L’affectivité se joue du lecteur comme elle se joue des personnages.

« Il y a dans le même pays plusieurs mondes véritablement » (Le Pays où l’on n’arrive jamais). Arraché dès la première phrase à son monde familier, le lecteur est entraîné malgré lui vers la scène finale ; il n’a plus de volonté ; il ne distingue plus le vrai du faux, le réel de l’imaginaire, la réalité de la fiction. La qualité de son existence n’est plus la même. La lecture lui ouvre une nouvelle dimension. L’apparition d’un ours ou d’un cheval pie, la découverte d’un chalet sur le toit d’un vieux moulin abandonné ne le surprennent pas. Pour lui, il ne s’agit plus de croire ou de ne pas croire à la réalité des personnages, à la vraisemblance des évènements, mais de ressentir ce que ressentent les personnages. Il s’agit de se laisser emporter par le flux des émotions, d’adhérer, avec les personnages, à la magnifique illusion qu’il existe un lieu originel, hors du temps et de l’espace, figé dans la beauté du souvenir, où ceux qui s’aiment peuvent vivre ensemble pour l’éternité.

Le lecteur entrevoit le bonheur dès le début de sa lecture. Car le texte, comme la « terre est immense, mais il y a des liens entre les choses ». Pour découvrir ses liens il doit, comme Gaspard « tâcher de lire les signes qu’il y a dans les choses » (Le Pays où l’on n’arrive jamais). Or le langage des émotions ne s’apprend pas. Nul besoin de connaître le sens des mots, de savoir ce qu’ils évoquent où ce qu’ils désignent ; les mots viennent de l’origine et y retournent. Chaque mot, chaque signe, exprime l’unité originelle ; chaque mot est une promesse de bonheur. Ainsi, le lecteur est capable de lire les signes dans les choses mais il ne sait pas encore. La lecture le lui révèle. Comme Alexis, il parle un langage qu’il n’a jamais appris ; il prononce des mots qu’il ne comprend pas ; ces mots n’attendent qu’un évènement pour dévoiler leur signification : la restauration de l’unité perdue. Sa lecture l’entraîne sans qu’il le sache vers cet évènement absolu. Une fois le livre refermé, il comprend que chaque mot lu est comme chaque mot prononcé par Alexis. Il permet de garder vivante la promesse de l’unité.
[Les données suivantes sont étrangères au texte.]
PR #861, opened 2018-05-30
Fix issue where bad cluster would still make it

sebastienvas:
Also added a logging statement to understand which project are encountering the issue:
Unable to connect to the server: dial tcp 35.233.173.199:443: i/o timeout

Updated Vendors for k8s.io/test-infra


hklai (approved):
/lgtm

PR #862, opened 2018-05-31
 ci2gubernator to force unlock on timeout, and create latest-build.txt if nonexistent 

chxchx:


hklai:
I think there are other underlying problems....

1. if latest-build.txt  does not exist, the job will fail.
2. test job should not fail even if upload/update fails.


Can we address those as well?

hklai:
As for the timeout, we prob want to figure out some load time variances. I don't want to block the tests for 30 mins just waiting for the upload. We may as well just timeout and lose one data point...

sebastienvas:
Fixed the failure, I accidently rebased my personal kubernetes/test-infra:boskos. I am now protecting that branch until I get my PR in the kubernetes repo. https://github.com/kubernetes/test-infra/pull/8182

chxchx:
@hklai You are right about the timeout not being the issue. As I explained in here https://github.com/istio/istio/pull/5961#issuecomment-393959015 This was caused by a persisting lock file that renders all subsequent lock acquire requests to block until timeout. The fix is to force cleaning the lock file after 5 minute timeout, since usually the lock is held for seconds. 

This PR also addressed your first concern by creating latest-build.txt if it does not exist. 

Your second concern is already fixed by https://github.com/istio/istio/pull/5961.

@sebastienvas Thanks for fixing the presubmit and making your branch protected!

toolbox/ci2gubernator/lib/ci2gubernator.go
```diff
@@ -136,14 +136,28 @@ func (c *Converter) UpdateLastBuildTXT() error {
 		return err
 	}
 	if err = m.ContextLock(ctx); err != nil {
+		// force resetting lock state on timeout
+		m.Unlock()
```
hklai: Is this supposed to try acquire the lock again after force unlocking?
If not, multiple jobs can write at the same time.

However, if you do that, what happens when multiple jobs are waiting and they all try to unlcok and then lock? Are they going to interfere with each other?

sebastienvas: I am just thinking that the lock is not very necessary in this case. It is ok if the last writer wins, it is eventually consistent. That s how bootstrap.py is doing it.

chxchx: I update the code to retry acquiring the lock after force removal of lock after initial lock() request timeout. I take a look on the implementation of ContextLock() and it is doing retries with exponential backoffs until the given context timeout so once the first failing client remove the lock file, other pending clients who have not return from ContextLock() will retry and get the lock sequentially. 

I would agree with Seb that it is okay for latest-build.txt to be a bit off, since testgrid does not depend on this file it turns out. Only concern is that any future tools that we use might have different assumptions and debugging then would be hard. I guess if the locking scheme becomes an issue again we could go ahead and remove the code.

chxchx: Okay it seems bootstrap.py used by k8s is also assuming last writer wins forever, which means their tooling has to make the same assumption. So I guess it is up to us whether we want to keep the lock.

hklai:
Let's not add the locking logic until we know we need it. =)

chxchx:
@hklai PTAL

toolbox/ci2gubernator/lib/ci2gubernator.go
```diff
@@ -129,21 +122,18 @@ func (c *Converter) UploadBuildLog(logFile string) error {
...
+	gcsPath := filepath.Join(filepath.Dir(c.gcsPathPrefix), lastBuildTXT)
+	update := func() error {
+		log.Printf("Updating gs://%s to be %d", gcsPath, c.build)
+		return c.gcsClient.Write(gcsPath, fmt.Sprintf("%d", c.build))
+	}
+	exists, err := c.gcsClient.Exists(gcsPath)
 	if err != nil {
 		return err
 	}
-	if err = m.ContextLock(ctx); err != nil {
```
hklai: seems easier to read with a more linear flow:


if exists && needUpdate() {
  log.Printf("Updating gs://%s to be %d", gcsPath, c.build)
  return c.gcsClient.Write(gcsPath, fmt.Sprintf("%d", c.build))
}

and then implement needUpdate() as a helper method...

toolbox/util/gcsClient.go
```diff
@@ -48,6 +50,23 @@ func NewGCSClient(bucket string) *GCSClient {
 	}
 }
 
+// Exists finds if an object already exists on GCS bucket
+func (gcs *GCSClient) Exists(obj string) (bool, error) {
```
hklai, line 54: do we need this or can we derive this from the error received while reading?

toolbox/ci2gubernator/lib/ci2gubernator.go
chxchx: Done

toolbox/util/gcsClient.go
chxchx: Go does not distinguish or allow extending `error` so to do it that way we have to hack it with string matching, which to me seems kind of sketchy since the error message is meant for human consumption and could change any minute from server side.

hklai (approved):
/lgtm

PR #863, opened 2018-05-31
Remove v1 tests from required context.

hklai:
@sebastienvas  Is this the right way to make test not required? And how come the prow tests are not on the list?


sebastienvas:
closed in favor of https://github.com/istio/test-infra/pull/865

PR #864, opened 2018-06-01
Mason config

sebastienvas:
All the cluster and vms were being created on the same zone. Updating the config such that it will query the zones available for a given projects and round robing around the zones for clusters and vms creation.

Note that when we query the zone per project, we shuffle the zones, such that each cluster and vm creation on different project don't use the same zone. If this problem persists we could consider querying GCP to get zones where it is less likely to get a quota or failure.

### DIFF
--- a/Gopkg.lock
+++ b/Gopkg.lock
@@ -487,7 +487,7 @@
     "prow/slack",
     "testgrid/util/gcs"
   ]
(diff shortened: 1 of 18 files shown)


hklai:
Could you add more information about why the zone was the problem? Otherwise the change lgtm,

hklai (approved):
/lgtm

PR #871, opened 2018-06-04
Not running e2e v1 tests

sebastienvas:


rkpagadala (commented):
what happens when "branches" has "master" and skip_branches also has master? which one takes precendence?

prow/config.yaml
```diff
@@ -421,7 +421,8 @@ presubmits:
     - name: istio-pilot-e2e
       agent: kubernetes
       context: prow/istio-pilot-e2e.sh
-      optional: true
```
hklai, line 424: is optional supposed to be branch specific?
Can we make it optional in one branch but not the other? 

And now since optional: true is removed, does it mean it is required in branches like release-0.8?

sebastienvas: optional is not branch specific. So yes it will be considered required on all branches in that case.

sebastienvas: which was the case for 0.8

sebastienvas:
@hklai ping

hklai (approved):
/lgtm

PR #876, opened 2018-06-06
Using vendored deps for bazel

sebastienvas:
Bazel has pretty good support for vendors now.


kyessenov:
Nice :) I hear docker sandbox support is also native now (overheard grievances in envoy community).

PR #877, opened 2018-06-07
Githubctl uses V-style logging and Less verbose by default

chxchx:


sebastienvas:
why not switching everything the same logging library ?

chxchx:
@sebastienvas That is just an obvious point that I missed. Did just that.

PR #884, opened 2018-06-12
Mark ci/circleci: e2e-pilot-noauth-v1alpha3-v2 as required.

incfly:
For https://github.com/istio/istio/issues/6196

We could remove this from required in case the test is not stable enough. But given it's been in release-0.8 for quite a while, it should be fine to be required.


incfly:
PTAL @hklai  thanks!

hklai (approved):
/lgtm

PR #888, opened 2018-06-15
 Making mixer test not required since it is flaky.

hklai:


kyessenov:
May I suggest putting `t.Skip` for the two flaky tests? The other 8 in the suite are not flaky.

rshriram (approved):

rshriram:
t.skip sounds good. but it will still not be required until we see the tests pass reliably.

kyessenov:
They are a pre-requisite for the daily build. So it's the highest priority to fix them.

hklai:
So far I have not seen failures other than the two.
Let's skip them for now and re-evaluate again later today.
https://github.com/istio/istio/pull/6326

PR #894, opened 2018-06-19
Add noauth pilot e2e test as required again.

incfly:
It's been stable for a while, https://k8s-testgrid.appspot.com/istio-presubmits#circleci-e2e-pilot-noauth-v1alpha3-v2-presubmit.

In case of anyone complaining about flakiness, we can skip the flaky test rather than skip the whole test suite.

Fixe https://github.com/istio/istio/issues/6196


incfly:
@hklai

PR #898, opened 2018-06-21
Adding dashboard e2e tests to presubmit.

hklai:
Also removing e2e-suites from postsubmit. Instead run individual e2e tests.


rkpagadala (approved):
/lgtm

Quand Alexis crie « Hodeïdah ! », ce n’est pas seulement le bateau qu’il sauve de l’oubli, mais tous les souvenirs et toutes les impressions qui lui sont associés.

Ainsi, les personnages de ces deux romans révèlent une dimension essentielle de la vie affective. L’affectivité se manifeste en eux comme nostalgie d’une unité originelle, exprimée par la négation de l’espace et du temps. « L’horizon du grand pays recule sans cesse au fond de l’espace et du temps. C’est le pays où l’on s’éloigne toujours ensemble, et l’on ne parvient en un lieu désert que pour en trouver d’autres plus beaux » (Le Pays où l’on arrive jamais). Après la découverte du moulin et de la charge affective liée à ce lieu « désert » et « extraordinaire », Alexis et ses amis sont liés par « la conviction d’avoir surpris un évènement pour ainsi dire hors du monde. Ce soir-là il y avait entre eux comme une amitié éternelle » (L’Enfant qui disait n’importe quoi).
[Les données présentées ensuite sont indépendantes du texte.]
Issue #3309, opened 2021-04-30
Authentikos presubmit test is broken


chaodaiG:
No op change in authentikos is blocked by `unit-test-authentikos_test-infra` and `integ-test-authentikos_test-infra`, see https://github.com/istio/test-infra/pull/3308

clarketm:
Fixed by:
#3342 / integ
#3370 / unit

PR #3342, opened 2021-05-22
fix authentikos integ test

clarketm:
Fixes towards https://github.com/istio/test-infra/issues/3309. AFACT, this will not resolve the issue with the secret not being created: 

`"Error from server (NotFound): secrets "authentikos-token" not found"` ([e.g.](https://storage.googleapis.com/istio-prow/pr-logs/pull/istio_test-infra/3342/integ-test-authentikos_test-infra/1396039731891933184/build-log.txt)). 

I presume the cause is some state change in the cluster no longer working with the test setup/execution. Possibly an issue with `GOOGLE_APPLICATION_CREDENTIALS`?

https://github.com/istio/test-infra/blob/784193f780e93c8ac32d3b8e05cced0af0350073/authentikos/test/integ-simple.sh#L66

I added a log line after the test concludes for more visibility and debugability.

### DIFF
--- a/authentikos/test/integ-simple.sh
+++ b/authentikos/test/integ-simple.sh
@@ -38,26 +38,26 @@ run_test() {
   local tokeninfo="$1"
 
   echo "Test 'error' is null"
-  echo "$tokeninfo" | jq -r '.error' | xargs -r -I% test % = "null"
+  test "$(echo "$tokeninfo" | jq -r '.error')" = "null"
 
   echo "Test 'issued_to' exists"
-  echo "$tokeninfo" | jq -r '.issued_to' | xargs -r test -n
+  test -n "$(echo "$tokeninfo" | jq -r '.issued_to')"
 
   echo "Test 'audience' exists"
-  echo "$tokeninfo" | jq -r '.audience' | xargs -r test -n
+  test -n "$(echo "$tokeninfo" | jq -r '.audience')"
 
   echo "Test 'user_id' exists"
-  echo "$tokeninfo" | jq -r '.user_id' | xargs -r test -n
+  test -n "$(echo "$tokeninfo" | jq -r '.user_id')"
 
   echo "Test 'email' exists"
-  echo "$tokeninfo" | jq -r '.email' | xargs -r test -n
+  test -n "$(echo "$tokeninfo" | jq -r '.email')"
 
   echo "Test 'expires_in' greater than 0"
-  echo "$tokeninfo" | jq -r '.expires_in' | xargs -r -I% test % -lt 0
+  test "$(echo "$tokeninfo" | jq -r '.expires_in')" -gt 0
 
   echo "Test 'scope' includes 'userinfo.email', 'cloud-platform', and 'openid'"
   echo "$tokeninfo" | jq -r '.scope' |
-    grep -w "openi" |
+    grep -w "openid" |
     grep -w "https://www.googleapis.com/auth/cloud-platform" |
     grep -w "https://www.googleapis.com/auth/userinfo.email" >/dev/null
 }
@@ -68,6 +68,7 @@ main() {
   kubectl wait deployment authentikos --for="condition=available" --timeout="$timout"
 
   run_test "$(with_timeout get_tokeninfo "$timout")"
+  kubectl logs -l app=authentikos
 }
 
 main
--- a/authentikos/test/integ-simple.sh
+++ b/authentikos/test/integ-simple.sh
@@ -32,10 +32,13 @@ get_tokeninfo() {
   curl -sSfL "https://www.googleapis.com/oauth2/v1/tokeninfo?access_token=$token"
 }
 
-run_test() {
-  set -x
+run_test() { (
+  set -ex
 
   local tokeninfo="$1"
+
+  echo "Test 'tokeninfo' response body exists"
+  test -n "$tokeninfo"
 
   echo "Test 'error' is null"
   test "$(echo "$tokeninfo" | jq -r '.error')" = "null"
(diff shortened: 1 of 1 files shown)


howardjohn (approved):

authentikos/test/integ-simple.sh
```diff
@@ -68,6 +68,7 @@ main() {
   kubectl wait deployment authentikos --for="condition=available" --timeout="$timout"
 
   run_test "$(with_timeout get_tokeninfo "$timout")"
+  kubectl logs -l app=authentikos
```
cjwagner: Currently if `run_test` fails one of its checks the script exits immediately. I think we can do something like the following to instead capture the error code to return after the log dump.
```suggestion
  local code=0
  run_test "$(with_timeout get_tokeninfo "$timout")" || code="$?"
  kubectl logs -l app=authentikos
  exit "${code}"
```

cjwagner (commented):
Hi Travis, hope you are well! Thanks for the PR.

cjwagner:
It looks like the service account is provided by `preset-service-account` and is istio-prow-test-job@istio-testing.iam.gserviceaccount.com. I checked the details for the SA in the cloud console and confirmed that the SA keys are still active so AFAICT `GOOGLE_APPLICATION_CREDENTIALS` is set up correctly.

authentikos/test/integ-simple.sh
clarketm: I am good Cole! I hope you are doing well also! I like the suggestion. Let me make the update.

clarketm: Updated with minor tweaks to the syntax to get the desired behavior. PTAL

authentikos/test/integ-simple.sh
```diff
@@ -32,42 +32,49 @@ get_tokeninfo() {
...
-}
+); }
 
 main() {
   kubectl create secret generic service-account --from-file="service-account.json=$GOOGLE_APPLICATION_CREDENTIALS"
   kubectl apply --filename="$ROOT/testdata/authentikos-simple.yaml"
   kubectl wait deployment authentikos --for="condition=available" --timeout="$timout"
 
   run_test "$(with_timeout get_tokeninfo "$timout")"
+  exit_code="$?"
```
cjwagner: We're not reaching this line because the previous line fails and exit on error is enabled.  I spent some time messing around with the behavior of `set -e` and it is pretty confusing when trying to handle errors that occur in nested functions so I think my previous advice was bad.
Now I think `trap`ping the log dump is the easiest way to ensure we do so after tests complete or fail.

clarketm: I ended up wrapping the function body in a subshell. This will allow the function to exit on error but not terminate the parent shell [[ref](https://stackoverflow.com/a/58964551/4279440)]. Let me know what you think. Alternatively, I can add a trap like you suggest; I will just need to make sure the trap that logs runs before the other trap that deletes the kind cluster in `lib.sh`.

https://github.com/istio/test-infra/blob/a21aba25a5e916fc738673a60713c73362b5e962/authentikos/test/integ-simple.sh#L35

cjwagner: Hmm that does seem like it should work, but I still don't see any logs from Authentikos. Perhaps Authentikos has no logs? (I'm trying to debug locally, but I'm having problems getting a kind cluster up on my local machine.)

clarketm: The logging is not the best but it exists. Make sure the `--verbose` flag is set on the Authentikos deployment (which reminds me this should probably default to `true`). When I run locally using a personal SA I get the following logs. If an error occurs, it will log it after `reconcile complete` line.

https://github.com/istio/test-infra/blob/d8909f110a2da2d95ba1c9f495456b001ac4ae69/authentikos/test/testdata/authentikos-simple.yaml#L69

```
2021/05/26 22:01:31 expired: false; token expiry (minus delta): 2021-05-26 22:56:30.520797031 +0000 UTC m=+3309.168705502; next reconcile: 2021-05-26 22:31:31.520799684 +0000 UTC m=+1810.168708140
2021/05/26 22:01:31 creating secret: authentikos-token in namespace: default
2021/05/26 22:01:31 2021-05-26T22:01:31Z: reconcile complete; secrets: 1; errors: 0; next reconcile: 30m 
```

cjwagner: I started my own test PR to mess around with this in CI. I'm not seeing logs from Authentikos, but it also seems like the subshell is not preventing an early exit as expected: https://prow.istio.io/view/gs/istio-prow/pr-logs/pull/istio_test-infra/3368/integ-test-authentikos_test-infra/1400242374365417472
(Note that there is no echoed "Dumping logs before exit".)

clarketm: Thanks for debugging. Let me verify this locally, but I think I just need to unset the `errexit` option (i.e. `set +e`)  in the parent shell to prevent the premature exit. I did something similar in automator to handle this same situation (see below).

https://github.com/istio/test-infra/blob/ce16c4297dc86fe77e85ac9b3ce7fa02b1b50018/tools/automator/automator.sh#L331-L337

clarketm: @cjwagner – I made the modifications mentioned above and verified locally that the Authentikos logs are emitted on failure.

cjwagner: Cool, now we're getting some logs:
> 2021/06/03 02:38:58 2021-06-03T02:38:58Z: reconcile complete; secrets: 0; errors: 1; next reconcile: 30m
2021/06/03 02:38:58 errors: default:maximum tries: 5 exceeded to force refresh token

Unfortunately it doesn't look like we're logging the relevant error messages. I made a PR to add some more logging: https://github.com/istio/test-infra/pull/3370

cjwagner:
Now that we should have more logs:
/retest

cjwagner:
Interesting, this looks like some sort of networking problem? 
> 2021/06/04 17:35:54 Failed to get oauth token from client: oauth2: cannot fetch token: Post https://accounts.google.com/o/oauth2/token: dial tcp: lookup accounts.google.com on 10.96.0.10:53: read udp 10.244.0.3:45866->10.96.0.10:53: read: connection refused.

I wonder if this has something to do with how kind is running in CI. I'm not sure how best to debug this. I'll ask for some help.

cjwagner (approved):
/retest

L’empathie que ressent le lecteur pour les personnages transforme la lecture en expérience intérieure ; et il ressent au fond de son cœur « l’étonnante et cruelle nostalgie qui fait désirer pour chacun une vie plus grande que les richesses, plus grande que les malheurs et la vie même, et qui sépare en nous les pays que l’on a vus de ceux qu’on voudrait voir, Ardenne et Provence, Europe et Nouveau Continent, Grèce et Sibérie » (Le Pays où l’on arrive jamais).